## PROBLEM TO WORK ON
Please return every line of the records below that contains the word "software".
● ● ● ● ● ● ●
Issue #242, opened 2023-06-22
Modify bed mesh behavior to follow recent Klipper deprecations


Frix-x:
Adaptive bed mesh is currently using the relative_reference_index in order to get a proper offset but this parameter is now deprecated in  one of the last Klipper release.

The fix should be pretty easy since the needed computation are already done properly in the current macro.
This issue is just to keep track of that and not forget about it for the next Klippain release :)

PR #249, opened 2023-06-29
Bed mesh replace relative_reference_index with zero_reference_position

elpopo-eng:
First attempt to correct this issue (https://github.com/Frix-x/klippain/issues/242)

### DIFF
--- a/config/software/bed_mesh/bed_mesh_250mm.cfg
+++ b/config/software/bed_mesh/bed_mesh_250mm.cfg
@@ -11,12 +11,6 @@ gcode:
 
 
 [bed_mesh]
-# FOLLOW THE FORUMULA FOR relative_reference_index to be centered, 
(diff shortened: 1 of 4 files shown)


Frix-x:
Thanks for this. As disccussed, it will not work currently since the zero reference position parameter cannot be overriden when calling the macro.

I placed a comment in the Klipper PR to discuss it: https://github.com/Klipper3d/klipper/pull/6242

Surion79:
If i see correctly this would only work if a bed centered bed mesh is being used, instead of a calculated center where the center of the piece(s) is/are? 
I do wonder why Klipper deprecates overridable parameters and introduce new ones which cannot be overridden. hmmm

Frix-x:
I'll close this PR since the work was done directly in the develop branch in this commit: 79d5e241727f05bb4c541d9c5a61c69942c32470

There was more change needed in order to make it work. Today it's somewhat working but much simpler and we have to add the center probe at the end of the mesh as moving the zero_reference_position is still not possible... But at least adaptive mesh is working correctly :)

PR #254, opened 2023-07-12
Check on startup if variables are available

Surion79:
I added a new function in the startup to check variables. this is draft and sort of PoC. I would like to get some ideas, if it is possible to be more modular. Unfortunately I don't know if Jinja can do magic and use the value of a parameter as a variable name.
Then it would be easier to extend when no variables are introduced.

This does NOT check if the value of the variables are meaningful/valid. It checks the pure existance of the variables.

### DIFF
--- a/macros/miscs/startup.cfg
+++ b/macros/miscs/startup.cfg
@@ -15,6 +15,9 @@ gcode:
     # Dump the MCU version to the console for the Klippy log
     _INIT_MCU_VER
 
+    # Check if all required variables are set/available
+    _INIT_CHECK_VARS
+
     # Check if there is an extruder set
     {% set extruder_enabled = printer["gcode_macro _USER_VARIABLES"].extruder_enabled %}
     {% if not extruder_enabled %}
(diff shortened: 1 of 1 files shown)


Frix-x:
Hi, thanks for this draft!

It's indeed something I wanted to do. However I feel like it's not needed for most of the variables.
Here is how I has the idea to do it:
1. Generalize (if not already the case) the use of special variables in all the included files to be able to know when an option is enabled or not. This already pretty well managed.
1. Then in the macro, first of all, get these module enabled variables only. In the macro when can then do an "if module is enabled, then do things"
1. And only in the "when do things" part we should do the specific variable retrieval. This will avoid an error if the variable is not set by the user but the user don't care since he is not using the module. Also it will handle pretty well the breaking change since when we add a new module with new variables, if the module is not used by the user, the additional variables are also not needed.
1. Finally for the other "general used" variables that are not module dependant and used everywhere, we can add your solution to complete the handling :)

What do you think about that?

Surion79:
Checking the variables only means the one in the variables.cfg, or in general: all files not under the strict control of the repo. 

My approach was to check all variables in variables.cfg, but without check if they are really needed/used.
My idea behind it: start with a simple solution and go forward with it. 
My thoughts: 
- The "upgrade function" will come at some time, and then this work would be no longer needed. 
- Adding too much logic into this would even mean more complex maintenance just on this function. That is ok if only one person is working on the project, but this becomes complicated if multiple persons are working on a project. I can't add new stuff and then need to verify and check at which place i need to update the "check vars" function logic.

Open question still:  could we use jinja macros and use parameter values as variable names? THen the function itself would be a bit more complex, but the initial set up would be just a copied one liner. Or a function that can iterate through the default variables.cfg and matches with the current one of the user if variables of the current one are missing. that would be just a loop and even selfmaintaining.

PR #261, opened 2023-07-24
v4.1.0

Frix-x:


Frix-x:
I think we are ready for the v4.1.0

@Benoitone @Surion79 Do you want to wait for HHv2 and do a big release all at the same time or are you ok to split in two and focus v4.2.0 on the HHv2 topic ?

Surion79:
I would say to go 4.1 now and do HHv2 in 4.2
I think there is still some discussion open regarding compatibility to HHv1 and HHv2 in Klippain. I am not sure if klippain should force users to move from working HHv1 to HHv2. Especially since HHv2 is not officially released (repo says closed beta)

Frix-x:
It's indeed also my idea yeah!
So... I guess it's release day?

Frix-x:
Can you confirm everything is ok for you in the last state of the develop branch?
My machine is running fine currently also

Benoitone:
I think we can wait to merge HHv2... my branch is only compatible with V2 and V2 is also at beta state. Everything else is ok on my side. I think at this stage you can merge develop into main, and let a distinct branch for each one want to try HHv2 with Klippain.

Frix-x:
Let's go!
● ● ● ● ● ● ●
## YOUR RESPONSE
--- a/config/software/bed_mesh/bed_mesh_250mm.cfg
+++ b/config/software/bed_mesh/bed_mesh_250mm.cfg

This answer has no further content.